Jun 8, 2007 — by LinuxDevices Staff — from the LinuxDevices Archive — 1 views

Crossbow Technology will demonstrate its tiny XScale-based platform for wireless sensing, at the Sensors Expo tradeshow next week. The Imote2 is supported by a 2.6.14 Linux port from Intel's Mote 2 project, and will soon gain support for .NET Micro Framework, Microsoft's new low-end embedded platform.

(Click for larger view of the Imote2 sensor platform)

According to Crossbow, the 1.9 x 1.4-inch Imote2 board targets “compute-intensive” wireless sensor network applications such as digital imaging and industrial vibration monitoring. Based on a PXA271 XScale processor, it is equipped with 256KB of SRAM, 32MB of SDRAM, and 32MB of flash memory. Wireless communications are provided by an on-board ZigBee (IEEE 802.15.4) wireless radio with an antenna tuned to the 2.4 GHz band.


Imote2 wireless sensor platform block diagram

The module supports low voltage (0.85V) operation, and its processor's clock rate scales from 13 to 416 MHz, making it well suited for battery-powered applications, the company said.

The Imote2 is based on technology licensed from Intel's Mote 2 initiative, Crossbow said.

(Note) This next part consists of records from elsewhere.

PR #2204, opened 2019-11-07
Push methods up to the DocumentPresenter

cbeer:


app/presenters/blacklight/document_presenter.rb
```diff
@@ -38,6 +50,22 @@ def display_type(base_name = nil, default: nil)
       display_type
     end
 
+    ##
+    # Render the index field label for a document
```
jcoyne: remove `index` here.

cbeer:
```suggestion
    # Render the field label for a document
```

PR #2211, opened 2019-11-14
Use Event#currentTarget to get the actual link instead of the thing t…

cbeer:
…hat was clicked on.

Fixes https://github.com/sul-dlss/dlme/issues/686

### DIFF
--- a/app/assets/javascripts/blacklight/blacklight.js
+++ b/app/assets/javascripts/blacklight/blacklight.js
@@ -441,7 +441,7 @@ Blacklight.doSearchContextBehavior = function () {
   const nodes = Array.prototype.slice.call(elements);
   nodes.forEach(function (element) {
     element.addEventListener('click', function (e) {
-      Blacklight.handleSearchContextMethod.call(e.target, e);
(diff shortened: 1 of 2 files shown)


app/assets/javascripts/blacklight/blacklight.js
```diff
@@ -441,7 +441,7 @@ Blacklight.doSearchContextBehavior = function () {
   const nodes = Array.prototype.slice.call(elements);
   nodes.forEach(function (element) {
     element.addEventListener('click', function (e) {
-      Blacklight.handleSearchContextMethod.call(e.target, e);
+      Blacklight.handleSearchContextMethod.call(e.currentTarget, e);
```
mejackreed: Can we do this here: https://github.com/projectblacklight/blacklight/blob/edca682fcf34c949ade403bc756d5df89b6d7cd4/app/javascript/blacklight/search_context.js#L13 and then use the build thing?

```sh
$ npm run js-compile-bundle
```

cbeer: Ah, thanks. I forgot that's how we're doing things now.

PR #2237, opened 2020-01-31
Move field labels into the field presenter and pass through the value…

cbeer:
… count so i18n could pluralize labels as appropriate


app/presenters/blacklight/document_presenter.rb
```diff
@@ -68,41 +72,28 @@ def thumbnail
...
-      FieldPresenter.new(view_context, document, field_config, options).render
+      field_value(field_config, options)
     end
+    deprecation_deprecate field_values: 'Use #field_value'
 
     def retrieve_values(field_config)
-      FieldRetriever.new(document, field_config).fetch
+      field_presenter(field_config).values
+    end
+    deprecation_deprecate retrieve_values: 'Use FieldPresenter#valuees'
```
jcoyne: typo

PR #2238, opened 2020-02-07
Move "Start Over" link into a partial

jkeck:
… (but default to the current non-html value).

### DIFF
--- a/app/views/catalog/_constraints.html.erb
+++ b/app/views/catalog/_constraints.html.erb
@@ -2,7 +2,7 @@
   <div id="appliedParams" class="clearfix constraints-container">
     <h2 class="sr-only"><%= t('blacklight.search.search_constraints_header') %></h2>
 
-    <%=link_to t('blacklight.search.start_over'), start_over_path, class: "catalog_startOverLink btn btn-primary" %>
+    <%= render 'start_over' %>
     <span class="constraints-label sr-only"><%= t('blacklight.search.filters.title') %></span>
     <%= render_constraints(params) %>
   </div>
--- a/app/views/catalog/_start_over.html.erb
+++ b/app/views/catalog/_start_over.html.erb
@@ -1,0 +1,1 @@
+<%= link_to t('blacklight.search.start_over'), start_over_path, class: "catalog_startOverLink btn btn-primary" %>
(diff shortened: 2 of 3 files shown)


app/views/catalog/_constraints.html.erb
```diff
@@ -2,7 +2,7 @@
   <div id="appliedParams" class="clearfix constraints-container">
     <h2 class="sr-only"><%= t('blacklight.search.search_constraints_header') %></h2>
 
-    <%=link_to t('blacklight.search.start_over'), start_over_path, class: "catalog_startOverLink btn btn-primary" %>
+    <%=link_to t('blacklight.search.start_over_html', text: t('blacklight.search.start_over'), default: :'blacklight.search.start_over'), start_over_path, class: "catalog_startOverLink btn btn-primary" %>
```
jkeck: This doesn't seem like an ideal way to do this, but not sure w/ our i18n-tasks setup how to accomplish this sort of thing.

I could also switch all the locales to use `_html` and then `default` back to the original key (in case it was overridden downstream), but wasn't sure which way to go.

jcoyne: Another approach would be to put "start over" in a partial or helper, and then it can be customized as necessary.  How would that approach be better or worse than the one you have proposed here?

jkeck: I had a vague recollection of this being in a partial previously (but I could be completely making that up).  I think that would be a reasonable approach here if folks found it acceptable.  I'll update this PR to include an approach w/ a partial shortly.

mejackreed: I'd be good with this `*_html` approach, as I think we are already using that pattern in other places. No strong feelings thought, but seems like its good to be able to include additional html in these types of locales.

jcoyne: I think that if you're putting html in the locale file, you're really stretching the purpose of i18n.

jkeck: I think exploring the partial option is a decent approach, at least from the backwards compatibility aspect (and the `_html` i18n key that effectively references it's default, and is a default makes me feel particularly uncomfortable about what I've done here).

Plainly switching over to `_html` would be the easiest approach (and i18n supports this by returning `html_safe` content when you do that, so at least there is support upstream), however this is going to be a PITA for any downstream consumer.  This was my attempt to get around that, but the complexity of the solution feels like it outweighs the benefits.

Issue #2231, opened 2020-01-21
Blacklight development flow; running test suite 


ewlarson:
Hi everyone,

I have a pretty simple, but important, PR for GeoBlacklight we'd like to submit upstream to Blacklight instead: https://github.com/geoblacklight/geoblacklight/pull/865

However! I don't know how to run Blacklight locally anymore. Am I to launch a docker instance of Solr? Also, I can't run the test suite via `bundle exec rake ci` now. How has that changed? The old ci task is still in master... Feeling lost here. Any new documentation I should read?

Once I'm back up and running, I can submit a PR. Thanks for the help!

cdmo:
Here's my experience for what it's worth because I just had to do some of this to get a PR into blacklight_advanced_search.

```sh
git clone git@github.com:projectblacklight/blacklight.git
bundle
bundle exec rake
```

At this point there are errors related to solr not being there. I don't have the time at the moment to see the cause of that (also I rarely use solr_wrapper except for working on blacklight core gems), but a workaround is to go into the `.internal_test_app` directory and run `solr_wrapper`. Then go back and run `bundle exec rake` from the main blacklight directory.

The seed then runs ok and it finds solr. However, locally I have a number of failing specs related to sprockets 4.0.0 that all look like (see https://github.com/projectblacklight/blacklight_advanced_search/pull/109#issuecomment-574712087 where I hit this there too):

```
  71) Search Page shows vernacular (Linked 880) and call number
      Failure/Error: //= link_tree ../images

      ActionView::Template::Error:
        link_tree argument must be a directory
      # ./.internal_test_app/app/assets/config/manifest.js:1
      # ------------------
      # --- Caused by: ---
      # Sprockets::ArgumentError:
      #   link_tree argument must be a directory
      #   ./.internal_test_app/app/assets/config/manifest.js:1
```

I'm not sure exactly why this is happening locally for me, but I have a feeling it's related to my version of ruby locally. I know that Travis CI doesn't encounter these errors.

```
➜  blacklight git:(master) ruby --version
ruby 2.6.5p114 (2019-10-01 revision 67812) [x86_64-darwin18]
```

mejackreed:
Related to the changes in https://github.com/projectblacklight/blacklight/pull/2012#issuecomment-540750149

I think the @cdmo work around should work.

1. `cd` to `.internal_test_app`
1. Run `solr_wrapper` (if you have solr_wrapper installed globally)
1. run `rake` from top level directory

[...]

PR #2243, opened 2020-02-13
Removes Vagrantfile

cdmo:
This has been talked about a number of times, I'm proposing we remove the `Vagrantfile` which is old, outdated and unsupported.


jronallo:
What's the current recommendation for getting set up as a developer for doing development on blacklight?

mejackreed:
I've found that Go Rails usually covers everything we need https://gorails.com/setup . Maybe something like that is worth linking in the wiki?

mejackreed:
@cdmo would you mind also 🔥 https://github.com/projectblacklight/blacklight/blob/master/provision.sh ?

cdmo:
Great catch @mejackreed, thanks.

@jronallo I don't think there is a "current recommendation for getting set up as a developer for doing development on blacklight." Was there at one point? In #2231 this was brought up to some degree, but a full on: _if you are developing a feature for project blacklight use X_ doesn't seem to exist afaik.

cdmo:
@mejackreed I updated the `.gitignore` too

PR #2253, opened 2020-03-03
Provide an icon label context into Blacklight::Icon

### LINKED ISSUE #2248: Future Blacklight::Icon considerations
With the `<title>` was added to the SVG (w/ a ID) in #2157 a potential unintended consequence is it's now relatively easy to add duplicate IDs to the page by having an icon show up more than once.  (We're currently seeing this in Spotlight where we the search icon can show up more than once on a page).  There are currently ways to get around this (e.g. don't use the `blacklight_icon` helper which caches the icon markup), but thought I would file this ticket in case any future work happens in `Blacklight::Icon` land that could meet these use cases.

Also, in this case it might be nice to be able to supply different labeling to this same icon (w/o having to physically duplicate the svg file in your repo).

mejackreed:
Fixes #2248. This allows someone to more surgically change the i18n
labels for icon usage in different places throughout a Blacklight
application.

Inspired by need in https://github.com/sul-dlss/exhibits/issues/1774

Additionally, `blacklight_icon` takes an `options` argument which is used as a cache key. This could be useful for someone trying to generate different title/id attributes used by icons in multiple places.

### DIFF
--- a/app/models/blacklight/icon.rb
+++ b/app/models/blacklight/icon.rb
@@ -2,7 +2,7 @@
 
 module Blacklight
   class Icon
-    attr_reader :icon_name, :aria_hidden, :label, :role
+    attr_reader :icon_name, :aria_hidden, :label, :role, :additional_options
     ##
     # @param [String, Symbol] icon_name
     # @param [Hash] options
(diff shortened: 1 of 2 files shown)


app/models/blacklight/icon.rb
```diff
@@ -2,20 +2,22 @@
...
+    attr_reader :icon_name, :aria_hidden, :label, :role, :additional_options
     ##
     # @param [String, Symbol] icon_name
     # @param [Hash] options
     # @param [String] classes additional classes separated by a string
     # @param [Boolean] aria_hidden include aria_hidden attribute
     # @param [Boolean] label include <title> and aria-label as part of svg
     # @param [String] role role attribute to be included in svg
-    def initialize(icon_name, classes: '', aria_hidden: false, label: true, role: 'img')
+    # @param [Hash] additional_options the way forward instead of named arguments
```
mejackreed: The future intent here so we don't keep adding named args

spec/models/blacklight/icon_spec.rb
```diff
@@ -35,6 +35,14 @@
           .not_to have_css 'svg[aria-labelledby^="bl-icon-search-"]'
       end
     end
+    context ' with a label context' do
+      subject { described_class.new(:search, classes: 'awesome', aria_hidden: true, additional_options: { label_context: 'foo' }) }
+      it 'adds title' do
+        puts subject.svg
```
jcoyne: Cruft?

mejackreed: Nice catch.. 🔥

PR #2254, opened 2020-03-03
Update travis build matrix

cbeer:


.travis.yml
```diff
@@ -36,7 +35,7 @@ matrix:
 
 before_install:
   - gem update --system
-  - gem install bundler
+  - gem install bundler -v 1.17
```
jcoyne: why do we need this version? Can you add a comment explaining?

PR #2260, opened 2020-03-13
Adds probot/stale configuration to repository for stale issues.

cdmo:
I will not be disappointed if this is rejected/not merged (not sure it should really!), but, I noticed stalebot messages in a repo I use ([more on that here](https://www.jeffgeerling.com/blog/2020/enabling-stale-issue-bot-on-my-github-repositories)) and thought about how it might be useful for blacklight. With stalebot stale issues are automatically closed after a period of inactivity. Just something to consider maybe.  https://probot.github.io/apps/stale/

If there is interest, I do think it might be worth adding a bit more to the explanation messaging

### DIFF
--- a/.github/stale.yml
+++ b/.github/stale.yml
@@ -1,0 +1,52 @@
+# Configuration for probot-stale - https://github.com/probot/stale
+
+# Number of days of inactivity before an Issue or Pull Request becomes stale
+daysUntilStale: 90
+
+# Number of days of inactivity before an Issue or Pull Request with the stale label is closed.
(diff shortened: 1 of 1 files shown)


mejackreed:
I'm personally ok with leaving issues opened around for a while, but I recognize that others like issues a bit more trimmed up.

It might be a little jarring to some so if we go this route we just need to communicate what the issue closing means.

cdmo:
It does leave a 30 day grace period after the initial 90 days of inactivity. Having so many opened issues and PRs kinda makes for a lot of "noise." But yeah, it'd be a big change for sure.

cdmo:
Ironically this is getting stale :)

PR #3615, opened 2025-05-14
Remove unused erb file

jcoyne:


sandbergja (approved):
Thanks for catching this @jcoyne !

PR #3627, opened 2025-05-29
Support Rails 8.0 in Blacklight 7.x

mjgiarlo:
Upgrading one of our apps to BL8 has been a timesink, and we don't want it stuck on Rails 7.2, so this is a quick spike to see if the 7.x release branch can work atop Rails 8.0.

### DIFF
--- a/lib/generators/blacklight/controller_generator.rb
+++ b/lib/generators/blacklight/controller_generator.rb
@@ -30,7 +30,7 @@ module Blacklight
       route <<-EOF
   concern :searchable, Blacklight::Routes::Searchable.new
 
-  resource :catalog, only: [:index], as: 'catalog', path: '/catalog', controller: 'catalog' do
+  resource :catalog, only: [], as: 'catalog', path: '/catalog', controller: 'catalog' do
     concerns :searchable
   end
       EOF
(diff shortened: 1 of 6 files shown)


lib/generators/blacklight/controller_generator.rb
```diff
@@ -30,7 +30,7 @@ def inject_blacklight_routes
       route <<-EOF
   concern :searchable, Blacklight::Routes::Searchable.new
 
-  resource :catalog, only: [:index], as: 'catalog', path: '/catalog', controller: 'catalog' do
+  resource :catalog, only: [], as: 'catalog', path: '/catalog', controller: 'catalog' do
```
mjgiarlo, line 33: Found this change in a commit in `main` that fixed CI for Rails 8.0

spec/spec_helper.rb
```diff
@@ -48,8 +48,11 @@
   # When we're testing the API, only run the api tests
   config.filter_run api: true if ENV['BLACKLIGHT_API_TEST']
 
-  # Remove this line if you're not using ActiveRecord or ActiveRecord fixtures
-  config.fixture_path = Rails.root.join("spec/fixtures")
+  if Rails.version.to_f >= 7.1
+    config.fixture_paths = [Rails.root.join("spec/fixtures")]
+  else
+    config.fixture_path = Rails.root.join("spec/fixtures")
+  end
```
mjgiarlo, line 55: Found this change in a commit in `main`. Without this change, the call to `#fixture_path=` raises an exception in Rails 8.

PR #3632, opened 2025-05-30
Stop looking in the Solr response to determine the request params

jcoyne:
We already know which parameters we requested.  This supports elasticsearch, which does not echo the request params

### DIFF
--- a/lib/blacklight/solr/response/params.rb
+++ b/lib/blacklight/solr/response/params.rb
@@ -15,17 +15,7 @@ module Blacklight::Solr::Response::Params
     header['params'] || request_params
   end
 
-  def start
-    search_builder&.start || single_valued_param(:start).to_i
-  end
-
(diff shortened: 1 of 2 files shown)


lib/blacklight/solr/response/params.rb
```diff
@@ -15,17 +15,7 @@ def params
...
-  end
-
-  def rows
-    search_builder&.rows || single_valued_param(:rows).to_i
-  end
-
-  def sort
-    search_builder&.sort || single_valued_param(:sort)
-  end
+  delegate :start, :rows, :sort, to: :search_builder
```
barmintor, line 18: Doesn't this require search_builder to exist? I think it can still be nil. Should the initializer for B::S::Response create one if it's missing from the params (ie, if a hash or nil is passed as second arg)?

PR #3636, opened 2025-05-30
Refactor Solr::Response::Group spec to use SearchBuider

jcoyne:
This is more like what is used in production


barmintor (approved):
See also #3637

PR #3637, opened 2025-05-30
Use SearchBuilder in AdvancedSearchFormComponent spec

jcoyne:
This is more like how a Solr::Response is constructed in production


barmintor (approved):
In reviewing it looks like RDoc should be updated for B:S:Response.initialize, but that's a separate issue.

PR #3645, opened 2025-06-18
Avoid transforming the size of the icon

jcoyne:
This is something a downstream user can do if they want it bigger, but we don't want to force someone to override blacklight.  They may also choose to use bi-x-lg instead.

### DIFF
--- a/app/assets/builds/blacklight.css
+++ b/app/assets/builds/blacklight.css
@@ -445,8 +445,3 @@ main {
   padding-top: 1rem;
   margin-top: 1rem;
 }
-
-.remove .bi {
-  height: 1em;
-  width: 1em;
-}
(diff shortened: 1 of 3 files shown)


seanaery (approved):
I don't really mind these `1em` rules here, but am OK with removing them. They do provide the benefit of scaling the `X` icon proportionately if someone has customized the `--bs-btn-font-size` or `--bs-body-font-size` variable. On the other hand, removing these rules doesn't seem to have a visible effect in the browsers I've tested (i.e., they end up rendered as 16x16 regardless of the extra css), and as you indicated, if someone wants to style the icons downstream, it's better to have fewer layers of styles to have to override. I wasn't aware of utility classes or suffixes like `-lg` that'd work to size blacklight icons (other than like `w-100` or `h-100`?)... so if that's possible it could be useful to document, maybe as part of 9.0 release notes/upgrade docs.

Crossbow's Linux implementation for the Imote2 reached its stable 1.0 version number last fall, when a driver for the board's TI CC2420 Zigbee transceiver chip was added. The implementation includes a “blob” bootloader, 2.6.14 kernel, and root file system based on the Familiar distribution. Some components appear to be licensed under the Intel open source license.

Availability

Crossbow's Imote2 board is available now, as is open-source support for Linux 2.6.14, TinyOS, and SOS. Due in Q3 is an “Imote2.Builder for .NET Micro Framework” development kit, which will include three Imote2 modules, three sensor boards, Microsoft's .NET Micro Framework SDK (software development kit), and an evaluation copy of Microsoft's Visual Studio 2005 IDE (integrated development environment).